“I had my breast implants put in 28 years ago. My gynecologist thinks they
look fine. My question is, when should they be replaced?”
~ Judith M, Newport Beach CA
This is a very good question, Judith, one that we hear every week in our
practice! The first silicone breast implants were inserted in the mid 1960’s. By
the mid 1970’s, when I began doing surgery, breast implant procedures had become
main stream. During these early years, I do not recall much discussion with the
manufacturers, other physicians or patients regarding longevity of such implants
– the assumption was that they would last forever and never need to be replaced!
We were all naïve at that time! Knowing what we now know, hip joints, knee
joints, heart valves, and pacemakers all wear out and have to be replaced
eventually.
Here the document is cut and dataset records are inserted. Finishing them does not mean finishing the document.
PR #2761, opened 2022-08-26
chore: bump nginx-proxy

lemeurherve:
Should fix:
> Error: release nginx-proxy-azure failed, and has been uninstalled due to atomic being set: PersistentVolume 'nginx-proxy-azure-pv' is invalid: spec: Required value: must specify a volume type


smerle33 (commented):
🚀

PR #2786, opened 2022-09-01
feat: build only modified cluster(s) if there isn't any config change

lemeurherve:
If there is only a cluster definition change: build only this cluster
If there is any (chart) `config` change: build on all clusters as we can't determine easily and reliably if a specific cluster is concerned by the (chart) change
If there is a cluster definition change and any (chart) `config` change: same as above, build on all clusters

### DIFF
--- a/Jenkinsfile_k8s
+++ b/Jenkinsfile_k8s
@@ -90,6 +90,12 @@ pipeline {
       }
         stages {
           stage('Prepare Environment'){
+            when {
+              anyOf {
+                  changeset "clusters/${K8S_CLUSTER}.yaml"
+                  changeset "config/**"
+              }
+            }
             steps {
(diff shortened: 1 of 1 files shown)


Jenkinsfile_k8s
```diff
@@ -90,6 +90,12 @@ pipeline {
       }
         stages {
           stage('Prepare Environment'){
+            when {
+              anyOf {
+                  changeset "clusters/${K8S_CLUSTER}.yaml"
+                  changeset "config/**"
```
lemeurherve, line 96: Wondering if I shouldn't add "Jenkinsfile_k8s" to these paths (?)
Can be added later if needed.

smerle33 (approved):
🚀

PR #2817, opened 2022-09-02
feat: separate updatecli stages to their own pipeline

lemeurherve:
Ref: https://github.com/jenkins-infra/helpdesk/issues/2778


config/ext_jenkins-infra-jobs.yaml
```diff
@@ -121,6 +121,25 @@ jobsDefinition:
             fileName: "kubeconfig"
             description: "Kubeconfig file for temp-privatek8s"
             secretBytes: "${base64:${KUBECONFIG_TEMP_PRIVATEK8S}}"
+      kubernetes-management-updatecli:
+        name: Kubernetes Management Dependencies
+        repository: kubernetes-management
```
lemeurherve, line 126: @dduportal At first I've wondered how I could specify a second job on the same repository, looked at your jenkins-jobs chart and found how the id or the .repository value of the job are coalesced. Again, really nice job! 👏 (pun intended)

dduportal (commented):
https://github.com/jenkins-infra/helpdesk/issues/2778 specified a top-level Job of type "GitHub organization scanning" that would search for each `Jenkinsfile_updatecli` for each branch of each repository.

I understand that you are creating a job alongside the current "kubernetes-management": is there a particular reason for this choice? 

note that I'm not against your proposal, neither in favor, it's a neutral question to be sure that I can catch up.

Also, my question is motivated because since we changed from (gh-org job) to (folder of multibranches jobs), there might be a lot of good reasons

lemeurherve:
Changed to a top level folder job with one children for now.

We'll adapt the jenkins-jobs chart to allow specifying a job of kind: folder with specific jenkinsfilePath, see https://github.com/jenkins-infra/helm-charts/issues/105

PR #2830, opened 2022-09-07
fix: remove datadog release specific timeout

lemeurherve:
Was put in place for a previous problem. This timeout causes troubles now as datadog release is frenquently in a bad state:
'Error: UPGRADE FAILED: another operation (install/upgrade/rollback) is in progress'


dduportal (approved):
❤️ 
🚢

PR #364, opened 2020-11-05
Add periodic E2E tests to find flaky failures

dfarrell07:
See commit messages for details.

### DIFF
--- a/.github/workflows/periodic_e2e.yml
+++ b/.github/workflows/periodic_e2e.yml
@@ -1,0 +1,38 @@
+---
+name: Periodic E2E
+
+on:
+  schedule:
+    - cron: "0 0 * * *"
+
+jobs:
+  e2e:
+    name: E2E
+    timeout-minutes: 30
+    runs-on: ubuntu-latest
+    strategy:
+      fail-fast: false
+      matrix:
+        globalnet: ['', 'globalnet']
+        deploytool: ['operator', 'helm']
+    steps:
+      - name: Check out the repository
+        uses: actions/checkout@v2
+
+      - name: Reclaim free space
+        run: |
+          sudo swapoff -a
+          sudo rm -f /swapfile
+          df -h
+          free -h
+
+      - name: Run E2E deployment and tests
+        run: |
+          make e2e using="${{ matrix.globalnet }} ${{ matrix.deploytool }}"
+
+      - name: Post mortem
+        if: failure()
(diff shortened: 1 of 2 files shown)


dfarrell07:
@skitt @tpantelis @mkolesnik @mangelajo Thinking about this more, does it actually make sense to have these periodic E2E tests on repos other than submariner-io/submariner? Doesn't this run a subset of the same deployments/tests? Having the periodic E2E tests on only one repo would make it easier to tweak the timing and would centralize the data stream.

tpantelis:
> @skitt @tpantelis @mkolesnik @mangelajo Thinking about this more, does it actually make sense to have these periodic E2E tests on repos other than submariner-io/submariner? Doesn't this run a subset of the same deployments/tests? Having the periodic E2E tests on only one repo would make it easier to tweak the timing and would centralize the data stream.

The repos run different tests specific to their functionality.  Perhaps we can run the periodic job in shipyard similar to job that runs e2e on all consuming projects triggered by the PR label.

dfarrell07:
> > @skitt @tpantelis @mkolesnik @mangelajo Thinking about this more, does it actually make sense to have these periodic E2E tests on repos other than submariner-io/submariner? Doesn't this run a subset of the same deployments/tests? Having the periodic E2E tests on only one repo would make it easier to tweak the timing and would centralize the data stream.
> 
> The repos run different tests specific to their functionality. Perhaps we can run the periodic job in shipyard similar to job that runs e2e on all consuming projects triggered by the PR label.

Okay, good idea. I sent a PR to Shipyard: https://github.com/submariner-io/shipyard/pull/358

dfarrell07:
Working through implementing this in Shipyard, I'm starting to think it's better to use this per-repo design.

1. To make the build matrix exactly match the matrixes of the consuming projects, we need a complex set of excludes that will be difficult to maintain.
2. With a more minimal set of excludes, we run 60+ jobs.
3. It's easier to maintain the test matrixes in each project by just making sure the same `using` flags are in the Periodic E2E and E2E workflows, vs keeping the Shipyard matrix up-to-date and having to think about all the projects.
4. To get better observability using per-project tests, we can add GHA step to report an issue on failures. That would be a middle ground between a very easy to see single workflow and this design.

dfarrell07:
Closing in favor of https://github.com/submariner-io/submariner-operator/pull/786.

PR #391, opened 2020-11-26
<Don't Merge> PR to capture more logs for e2e failure.

aswinsuryan:


vthapar:
Comment out headlessservices and statefulsets tests, so we only run service discovery. This will reduce both test run time as well as number of log entries.

pkg/agent/controller/agent.go
```diff
@@ -497,8 +499,11 @@ func (a *Controller) filterLocalEndpointSlices(obj runtime.Object, op syncer.Ope
 	labels := endpointSlice.GetObjectMeta().GetLabels()
 
 	if labels[discovery.LabelManagedBy] != lhconstants.LabelValueManagedBy {
+		klog.Infof("Retuning nil since not managed by lighthouse %v", obj)
 		return nil, false
 	}
 
+	klog.Infof("In filterLocalEndpointSlices returning %v", obj)
```
vthapar, line 506: This will generate too many log entries in full run, esp in headless and stateful where we have multiple endpoints.

aswinsuryan:
The root cause is found out, hence closing.

PR #395, opened 2020-12-01
Don't build new image on tag

mkolesnik:
Since we're using the releases repository now, it'll be doing the
tagging, so no need to rebuild the image when a tag is created.

Also updated the GHA to be in line with Shipyard's.

### DIFF
--- a/.github/workflows/release.yml
+++ b/.github/workflows/release.yml
@@ -5,8 +5,6 @@ on:
   push:
     branches:
       - master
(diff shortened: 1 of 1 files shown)


mangelajo (commented):
Sense makes this my friend

mangelajo (approved):

skitt (approved):

aswinsuryan (approved):

PR #405, opened 2020-12-09
Add flaky test finder periodic E2E tests, temporarily run frequently

dfarrell07:
See commit messages for details.

### DIFF
--- a/.github/workflows/flake_finder.yml
+++ b/.github/workflows/flake_finder.yml
@@ -3,7 +3,7 @@ name: Flake Finder
 
 on:
   schedule:
-    - cron: "0 0,1 * * *"
+    - cron: "0 0/2 * * *"
 
 jobs:
   e2e:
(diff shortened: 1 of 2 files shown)


.github/workflows/flake_finder.yml
```diff
@@ -0,0 +1,38 @@
+---
+name: Flake Finder
+
+on:
+  schedule:
+    - cron: "0 0/2 * * *"
```
vthapar, line 6: How about hourly runs but during off-peak hours? We'll get similar results without taking CI slots during work hours.

vthapar (approved):

.github/workflows/flake_finder.yml
dfarrell07: I don't think we'll overwhelm the CI slots with this, it's only 4 jobs (smaller matrix than the operator). I'd definitely like to turn it down to two runs per day off-peak in a few days, after RC1.

aswinsuryan (approved):

PR #419, opened 2020-12-18
Fix typo in e2e logs

sridhargaddam:
When running LH e2e tests, we see the following logs
When ServiceDiscovery is expected to succeed:
STEP: Validating that dig result is "100.3.162.213"

When ServiceDiscovery is expected to fail:
STEP: Validating that dig result is not ""

The above log is confusing and should actually be
STEP: Validating that dig result is not "100.3.162.213"

Signed-Off-by: Sridhar Gaddam <sgaddam@redhat.com>

### DIFF
--- a/test/e2e/discovery/service_discovery.go
+++ b/test/e2e/discovery/service_discovery.go
@@ -304,7 +304,7 @@ func verifyServiceIpWithDig(f *framework.Framework, srcCluster, targetCluster fr
 		return stdout, nil
 	}, func(result interface{}) (bool, string, error) {
 		doesContain := strings.Contains(result.(string), serviceIP)
-		By(fmt.Sprintf("Validating that dig result %s %q", op, result))
+		By(fmt.Sprintf("Validating that dig result %q %s %q", result, op, serviceIP))
 		if doesContain && !shouldContain {
 			return false, fmt.Sprintf("expected execution result %q not to contain %q", result, serviceIP), nil
 		}


test/e2e/discovery/service_discovery.go
```diff
@@ -304,7 +304,7 @@ func verifyServiceIpWithDig(f *framework.Framework, srcCluster, targetCluster fr
 		return stdout, nil
 	}, func(result interface{}) (bool, string, error) {
 		doesContain := strings.Contains(result.(string), serviceIP)
-		By(fmt.Sprintf("Validating that dig result %s %q", op, result))
+		By(fmt.Sprintf("Validating that dig result %s %q", op, serviceIP))
```
vthapar, line 307:
```suggestion
		By(fmt.Sprintf("Validating that dig result %s %q %s", result, op, serviceIP))
```

vthapar: We need to capture result too. It lets us know what is the actual result returned, which is useful when we run into test failures.

vthapar (changes requested):

test/e2e/discovery/service_discovery.go
sridhargaddam: Yeah, it will be helpful.

aswinsuryan (approved):

tpantelis (approved):

dfarrell07 (approved):

skitt (approved):

vthapar (approved):

Issue #340, opened 2020-10-14
[E2E] Test service DNS on mutiple clusters returns diffrent IPs (Round Robin)


manosnoam:
Add test in E2E: 
When exporting same service name (with same DNS) on multiple clusters - It should return a different IP each request, according to the clusterIP (and Round Robin algorithm).

_Originally posted by @danibachar in https://github.com/submariner-io/lighthouse/issue_comments/703122297_

aswinsuryan:
We have UT for this scenario but e2e is missing and we need to add it.

nyechiel:
@aswinsuryan as discussed, this particular test will need to be skipped if 3 clusters are not available.

PR #422, opened 2020-12-21
Add e2e to verify round-robin for Service discovery

aswinsuryan:
Fixes : #340

### DIFF
--- a/test/e2e/discovery/service_discovery.go
+++ b/test/e2e/discovery/service_discovery.go
@@ -17,6 +17,7 @@ package discovery
 
 import (
 	"fmt"
+	"math"
 	"strconv"
 	"strings"
 
@@ -69,10 +70,11 @@ var _ = Describe("[discovery] Test Service Discovery Across Clusters", func() {
 		})
 	})
 
-
 	When("a pod tries to resolve a service in a specific remote cluster by its cluster name", func() {
 		It("should resolve the service on the specified cluster", func() {
 			RunServiceDiscoveryClusterNameTest(f)
+		})
+	})
 
 	When("a pod tries to resolve a service multiple times", func() {
 		It("should resolve the service from both the clusters in a round robin fashion", func() {
@@ -488,10 +490,11 @@ func verifyRoundRobinWithDig(f *framework.Framework, srcCluster framework.Cluste
 		cmd = append(cmd, serviceName+"."+f.Namespace+".svc."+domains[i])
 	}
 
-	op := "is"
 	serviceIPMap := make(map[string]int)
 
-	By(fmt.Sprintf("Executing %q to verify IPs %q for service %q %q discoverable", strings.Join(cmd, " "), serviceIPList, serviceName, op))
+	By(fmt.Sprintf("Executing %q to verify IPs %q for service %q is discoverable", strings.Join(cmd, " "), serviceIPList, serviceName))
+
+	var retIPs []string
 
 	for count := 0; count < 10; count++ {
 		framework.AwaitUntil("verify if service IP is discoverable", func() (interface{}, error) {
@@ -509,14 +512,14 @@ func verifyRoundRobinWithDig(f *framework.Framework, srcCluster framework.Cluste
 
 			return stdout, nil
 		}, func(result interface{}) (bool, string, error) {
-			var doesContain bool
-			for _, serviceIp := range serviceIPList {
-				doesContain = strings.Contains(result.(string), serviceIp)
-				if doesContain {
-					serviceIPMap[serviceIp]++
+			for _, serviceIP := range serviceIPList {
+				if strings.Contains(result.(string), serviceIP) {
+					serviceIPMap[serviceIP]++
+					retIPs = append(retIPs, serviceIP)
+					break
 				}
 			}
-			By(fmt.Sprintf("Validating that dig result %s %q", op, result))
+
 			return true, "", nil
 		})
 	}
@@ -525,7 +528,9 @@ func verifyRoundRobinWithDig(f *framework.Framework, srcCluster framework.Cluste
 		" IP %q which was returned %d times is within the threshold", serviceIPList[0], serviceIPMap[serviceIPList[0]],
 		serviceIPList[1], serviceIPMap[serviceIPList[1]]))
 
-	Expect(serviceIPMap[serviceIPList[0]]-serviceIPMap[serviceIPList[1]]%10 < 5).Should(BeTrue())
+	Expect(int(math.Abs(float64(serviceIPMap[serviceIPList[0]]-serviceIPMap[serviceIPList[1]]))) < 3).To(BeTrue(),
+		"Service IPs were not returned in proper round-robin fashion: Expected IPs: %v,"+
+			" Returned IPs: %v, IP Counts: %v", serviceIPList, retIPs, serviceIPMap)
 }
 
 func getClusterDomain(f *framework.Framework, cluster framework.ClusterIndex, targetPod *corev1.PodList) string {
--- a/test/e2e/discovery/service_discovery.go
+++ b/test/e2e/discovery/service_discovery.go
@@ -416,8 +416,7 @@ func RunServiceDiscoveryRoundRobinTest(f *lhframework.Framework) {
 
 	serviceIPList = append(serviceIPList, serviceIPClusterC)
 
-	verifyRoundRobinWithDig(f.Framework, framework.ClusterA, nginxServiceClusterB.Name, serviceIPList, netshootPodList, checkedDomains,
-		"", true)
+	verifyRoundRobinWithDig(f.Framework, framework.ClusterA, nginxServiceClusterB.Name, serviceIPList, netshootPodList, checkedDomains)
 }
 
 func verifyServiceIpWithDig(f *framework.Framework, srcCluster, targetCluster framework.ClusterIndex, service *corev1.Service,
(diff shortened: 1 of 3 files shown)


nyechiel:
@aswinsuryan as discussed, this particular test will need to be skipped if 3 clusters are not available.

skitt (approved):

test/e2e/discovery/service_discovery.go
```diff
@@ -317,6 +387,62 @@ func verifyServiceIpWithDig(f *framework.Framework, srcCluster, targetCluster fr
...
+			By(fmt.Sprintf("Validating that dig result %s %q", op, result))
+			return true, "", nil
+		})
+	}
+
+	By(fmt.Sprintf("Validating that difference between the service IP %q which was returned %d times and  the service"+
+		" IP %q which was returned %d times is within the threshold", serviceIPList[0], serviceIPMap[serviceIPList[0]],
+		serviceIPList[1], serviceIPMap[serviceIPList[1]]))
+
+	Expect(serviceIPMap[serviceIPList[0]]-serviceIPMap[serviceIPList[1]]%10 < 5).Should(BeTrue())
```
tpantelis, line 443: I'm not clear on the algorithm/calculation here. We expect the IPs to be interleaved, ie IP1, IP2, IP1, IP2 etc.  If all 10 requests returned IP1, then the calculation `(10 - 0) % 10 = 0` would be < 5 which would pass, as would `countIP1 = 7` and `countIP2 = 3`.  Even if both IPs were returned 5 times, this wouldn't verify they were properly interleaved. I suggest:

```
    retIPs := make([]string, 0)
    seenIPs := stringset.New()
    ipCount := len(serviceIPs)
    totalReqCount := ipCount * 3
    for count := 0; count < totalReqCount; count++ {
        framework.AwaitUntil("verify round-robin service IP retrieval", func() (interface{}, error) {
	    ...
	    output := result.(string)
	    isValidIP := false
	    for _, serviceIP := range serviceIPs {
	        if strings.Contains(output, serviceIP) {
		    if count < ipCount && !seenIPs.Add(serviceIP) {
		        return false, "", fmt.Errorf("dig returned IP %s out of round-robin order - prior IPs %v",
			    serviceIP, seenIPs.Elements())
		    }

		    retIPs = append(retIPs, serviceIP)
		    isValidIP = true
		    break
		}
             }

	    if !isValidIP {
	        return false, "", fmt.Errorf("dig result %q does not contain any expected IP %v", output, serviceIPs)
	    }   

	    return true, "", nil
	})
    }

    rrIPs := retIPs[0:ipCount]
    for i := ipCount; i < totalReqCount; i += ipCount {
        Expect(retIPs[i:i+ipCount]).To(Equal(rrIPs), "Service IPs returned out of round-robin order: %v", retIPs)
    }

```

tpantelis (changes requested):

test/e2e/discovery/service_discovery.go
aswinsuryan: It may not return in exact round-robin order as there are two lighthouse core-dns instance running and any one of them could return the service IP for a  DNS request. Each of them maintains it own data structures. That is the reason for comparing it with a threshold.

test/e2e/discovery/service_discovery.go
```diff
@@ -267,6 +273,69 @@ func RunServicesPodAvailabilityMutliClusterTest(f *lhframework.Framework) {
...
+
+	f.AwaitGlobalnetIP(framework.ClusterC, nginxServiceClusterC.Name, nginxServiceClusterC.Namespace)
+	f.NewServiceExport(framework.ClusterC, nginxServiceClusterC.Name, nginxServiceClusterC.Namespace)
+
+	By(fmt.Sprintf("Creating a Netshoot Deployment on %q", clusterAName))
+
+	netshootPodList := f.NewNetShootDeployment(framework.ClusterA)
+
+	if svc, err := f.GetService(framework.ClusterC, nginxServiceClusterC.Name, nginxServiceClusterC.Namespace); err == nil {
+		nginxServiceClusterC = svc
```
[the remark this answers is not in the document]
aswinsuryan: This pattern is used  to check if there is an annotation added by global net and if so expect that IP . But I think you are right , we should fail on error . I can raise another patch to correct it in all the places.

test/e2e/discovery/service_discovery.go
```diff
@@ -317,6 +387,62 @@ func verifyServiceIpWithDig(f *framework.Framework, srcCluster, targetCluster fr
 	})
 }
 
+func verifyRoundRobinWithDig(f *framework.Framework, srcCluster framework.ClusterIndex, serviceName string, serviceIPList []string,
+	targetPod *corev1.PodList, domains []string, clusterName string, shouldContain bool) {
```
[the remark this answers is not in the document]
aswinsuryan: Removed.

test/e2e/discovery/service_discovery.go
tpantelis: OK. In talking with Vishal:

- we should take the absolute value of the difference, ie `int(math.Abs(serviceIPMap[serviceIPList[0]]-serviceIPMap[serviceIPList[1]])( % 10`
- to avoid `(10 - 0) % 10 = 0` from passing, mod by 11 instead
- use threshold 3 instead of 5 as the most times the same IP should be returned out of 10 requests is 6 - so 7 out of 10 should fail (`(7-3) % 10 = 4`).

test/e2e/discovery/service_discovery.go
```diff
@@ -332,6 +406,54 @@ func verifyServiceIpWithDig(f *framework.Framework, srcCluster, targetCluster fr
...
 
+func verifyRoundRobinWithDig(f *framework.Framework, srcCluster framework.ClusterIndex, serviceName string, serviceIPList []string,
+	targetPod *corev1.PodList, domains []string) {
+	cmd := []string{"dig", "+short"}
+
+	for i := range domains {
+		cmd = append(cmd, serviceName+"."+f.Namespace+".svc."+domains[i])
+	}
+
+	op := "is"
```
tpantelis, line 417: We don't need this.

test/e2e/discovery/service_discovery.go
```diff
@@ -332,6 +406,54 @@ func verifyServiceIpWithDig(f *framework.Framework, srcCluster, targetCluster fr
...
+		}, func(result interface{}) (bool, string, error) {
+			var doesContain bool
+			for _, serviceIp := range serviceIPList {
+				doesContain = strings.Contains(result.(string), serviceIp)
+				if doesContain {
+					serviceIPMap[serviceIp]++
+				}
+			}
+			By(fmt.Sprintf("Validating that dig result %s %q", op, result))
+			return true, "", nil
```
tpantelis, line 446: I think we should record the returned IPs in an array so we can report it on failure:

 `retIPs := make([]string, 0)`
 
```suggestion
			for _, serviceIP := range serviceIPList {
				if strings.Contains(result.(string), serviceIP) {
					serviceIPMap[serviceIP]++
					retIPs = append(retIPs, serviceIP)
					break
				}
			}
			
			return true, "", nil
```

test/e2e/discovery/service_discovery.go
```diff
@@ -332,6 +406,54 @@ func verifyServiceIpWithDig(f *framework.Framework, srcCluster, targetCluster fr
...
+		})
+	}
+
+	By(fmt.Sprintf("Validating that difference between the service IP %q which was returned %d times and  the service"+
+		" IP %q which was returned %d times is within the threshold", serviceIPList[0], serviceIPMap[serviceIPList[0]],
+		serviceIPList[1], serviceIPMap[serviceIPList[1]]))
+
+	Expect(serviceIPMap[serviceIPList[0]]-serviceIPMap[serviceIPList[1]]%10 < 5).Should(BeTrue())
```
tpantelis, line 454:
```suggestion
	Expect(serviceIPMap[serviceIPList[0]]-serviceIPMap[serviceIPList[1]]%10 < 5).To(BeTrue(), "Service IPs were not returned in proper round-robin fashion: Expected IPs: %v, Returned IPs: %v, IP Counts: %v", serviceIPList, retIPs, serviceIPMap)
```

tpantelis (changes requested):

test/e2e/discovery/service_discovery.go
aswinsuryan: we require either "%" or Abs. I just assumed % would always return a positive value. Now changed to use abs.

test/e2e/discovery/service_discovery.go
```diff
@@ -406,6 +482,57 @@ func verifyServiceIpWithDig(f *framework.Framework, srcCluster, targetCluster fr
...
+	targetPod *corev1.PodList, domains []string) {
+	cmd := []string{"dig", "+short"}
+
+	for i := range domains {
+		cmd = append(cmd, serviceName+"."+f.Namespace+".svc."+domains[i])
+	}
+
+	serviceIPMap := make(map[string]int)
+
+	By(fmt.Sprintf("Executing %q to verify IPs %q for service %q is discoverable", strings.Join(cmd, " "), serviceIPList, serviceName))
```
tpantelis, line 495:
```suggestion
	By(fmt.Sprintf("Executing %q to verify IPs %q for service %q are discoverable in a round-robin fashion", strings.Join(cmd, " "), serviceIPList, serviceName))
```

test/e2e/discovery/service_discovery.go
```diff
@@ -406,6 +482,57 @@ func verifyServiceIpWithDig(f *framework.Framework, srcCluster, targetCluster fr
...
+					break
+				}
+			}
+
+			return true, "", nil
+		})
+	}
+
+	By(fmt.Sprintf("Validating that difference between the service IP %q which was returned %d times and  the service"+
+		" IP %q which was returned %d times is within the threshold", serviceIPList[0], serviceIPMap[serviceIPList[0]],
```
tpantelis, line 528:
```suggestion
	By(fmt.Sprintf("Service IP %q was returned %d times and Service IP %q was returned %d times - verifying the difference between them is within the threshold", serviceIPList[0], serviceIPMap[serviceIPList[0]],
```

tpantelis (approved):

PR #430, opened 2021-01-08
Fix issues in e2e

aswinsuryan:
Changed the RunServicesPodAvailabilityMutliClusterTest to use the third
cluster. Since the local cluster is always given preference due to a recent
change this test was not validating the intended scenario.

Added check to fail on error were globalnet ip is fetched.


tpantelis (approved):

skitt (approved):

dfarrell07:
This was backported in https://github.com/submariner-io/lighthouse/pull/450.

PR #438, opened 2021-01-19
Enable OVN CNI

vthapar:

### DIFF
--- a/.github/workflows/e2e.yml
+++ b/.github/workflows/e2e.yml
@@ -14,6 +14,12 @@ jobs:
       matrix:
         globalnet: ['', 'globalnet']
         deploytool: ['operator', 'helm']
+        ovn: ['', 'ovn']
+        exclude:
+          - ovn: 'ovn'
+            deploytool: 'helm'
+          - ovn: 'ovn'
+            globalnet: 'globalnet'
     steps:
       - name: Check out the repository
         uses: actions/checkout@v2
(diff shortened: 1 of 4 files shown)


scripts/cluster_settings
```diff
@@ -1,12 +1,11 @@
...
 
 # We need a minimal setup to verify that lighthouse works
-clusters=('cluster1' 'cluster2' 'cluster3')
+clusters=('cluster1' 'cluster2')
 cluster_nodes['cluster1']="control-plane worker worker"
 cluster_nodes['cluster2']="control-plane worker worker"
-cluster_nodes['cluster3']="control-plane worker"
 
-cluster_cni=( ['cluster1']="weave" ['cluster2']="weave" ['cluster3']="weave" )
+cluster_cni=( ['cluster1']="weave" ['cluster2']="weave" )
```
aswinsuryan, line 8: we need the cluster3 for round robin and healthcheck test cases.

vthapar: No plan to merge this as lighthouse doesn't care about CNI. This is more of a troubleshooting PR to try and see why it is not working. Wanted to check if using 2 clusters instead of 3 works.

mangelajo: Whall we avoid using OVN altogether here?, it should be independent.

tpantelis:
Is this still relevant?

PR #443, opened 2021-02-01
Include port numbers in ServiceImports

### LINKED ISSUE #385: In ServiceImports include port number(s) of the services
Currently, ServiceImports populated by submariner only includes IP addresses of the services.
However it would be good to include even the Port number(s) of services.
Port numbers are already part of the ServiceImport objecgt.

**Why is this needed**:
I am trying to see if we can somehow integrate OSM (openservice-mesh by Microsoft) with Submariner.
OSM `learns' about k8s services and programs envoy. Here, k8s is a `provider' and it provides a set of services (ServiceName, IP, Ports) to OSM within the cluster.

I was thinking of Submariner as another `provider' and can feed similar information to OSM about remote clusters.
So that services across clusters can seamlessly work.

vthapar:
Fixes #385

### DIFF
--- a/pkg/agent/controller/agent.go
+++ b/pkg/agent/controller/agent.go
@@ -238,7 +238,7 @@ func (a *Controller) serviceExportToServiceImport(obj runtime.Object, numRequeue
 		SessionAffinityConfig: new(corev1.SessionAffinityConfig),
 	}
 
-	ips, err := a.getIPsForService(svc, svcType)
+	ips, ports, err := a.getIPsAndPortsForService(svc, svcType)
 	if err != nil {
 		// Failed to get ips for some reason, requeue
 		a.updateExportedServiceStatus(svcExport.Name, svcExport.Namespace, mcsv1a1.ServiceExportValid,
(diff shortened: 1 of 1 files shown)


aswinsuryan (commented):
LGTM

pkg/agent/controller/agent.go
```diff
@@ -422,27 +423,35 @@ func (a *Controller) newServiceImport(svcExport *mcsv1a1.ServiceExport) *mcsv1a1
 	}
 }
 
-func (a *Controller) getIPsForService(service *corev1.Service, siType mcsv1a1.ServiceImportType) ([]string, error) {
+func (a *Controller) getIPsAndPortsForService(service *corev1.Service, siType mcsv1a1.ServiceImportType) (
+	[]string, []mcsv1a1.ServicePort, error) {
+	mcsPort := mcsv1a1.ServicePort{}
+	if service.Spec.Ports != nil {
```
tpantelis, line 429:
```suggestion
	if len(service.Spec.Ports) > 0 {
```

tpantelis (changes requested):

dfarrell07 (approved):

tpantelis:
We should add a unit test case for this (w/ and w/o a port).  @vthapar I can do this in a followup if you want.

vthapar:
> We should add a unit test case for this (w/ and w/o a port). @vthapar I can do this in a followup if you want.

That would be great. I was planning to do follow up but after I'm done with the submariner serviceexport changes.

tpantelis:
> > We should add a unit test case for this (w/ and w/o a port). @vthapar I can do this in a followup if you want.
> 
> That would be great. I was planning to do follow up but after I'm done with the submariner serviceexport changes.

OK I'll followup with UTs.

tpantelis (approved):

dfarrell07:
This was backported in https://github.com/submariner-io/lighthouse/pull/450.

The reason that many patients who have received a hip, knee, heart
valve or pacemaker do not require a replacement is that such implants are
frequently placed in an older patient who does not live long enough for the
implant to wear out or malfunction. But anyone in their 20’s receiving an
artificial knee, hip, heart valve or pacemaker surely knows that these implants
will have to be replaced a few times during their lives. We know now that all
breast implants will rupture eventually if the patient lives long enough. Given
this fact, there are two important questions. Does a ruptured implant cause a
patient any harm? And secondly, what is the expected longevity of breast
implants and when should they be replaced?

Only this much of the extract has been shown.